*TASK PROMPT*. In the material below, some lines carry "groovy". Copy each such line.

─── DATA IN THIS EXERCISE ───

PR #1574, opened 2020-11-27
baseline-reproducibility validates that sourceCompatibility is set explicitly

iamdanfox:
## Before this PR

To get a new JVM rolled out fleet wide, we blast out excavators which just dial up the JVM used at CI time.  This has been pretty much fine so far as most projects set `sourceCompatibility` explicitly, but nothing actually _validates_ this right now.

Occasionally, this manifests as a question in `#dev-foundry-infra` about the product-dependencies.lock file differing locally on CI (because on CI it's inferring java 15) and locally it's inferring whatever JVM the dev is using, often 11.

## After this PR
==COMMIT_MSG==
baseline-reproducibility validates that sourceCompatibility is set explicitly using a new `checkExplicitSourceCompatibility` task.
==COMMIT_MSG==

## Possible downsides?
- it's one more task that will get registered on every project, also can't see any reasonable way of caching this badboy

### DIFF
--- a/gradle-baseline-java/src/main/groovy/com/palantir/baseline/tasks/CheckExplicitSourceCompatibilityTask.java
+++ b/gradle-baseline-java/src/main/groovy/com/palantir/baseline/tasks/CheckExplicitSourceCompatibilityTask.java
@@ -86,7 +86,7 @@ public class CheckExplicitSourceCompatibilityTask extends DefaultTask {
         if (shouldFix.get()) {
             Files.write(
                     getProject().getBuildFile().toPath(),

───

*REPLY*.
--- a/gradle-baseline-java/src/main/groovy/com/palantir/baseline/tasks/CheckExplicitSourceCompatibilityTask.java
+++ b/gradle-baseline-java/src/main/groovy/com/palantir/baseline/tasks/CheckExplicitSourceCompatibilityTask.java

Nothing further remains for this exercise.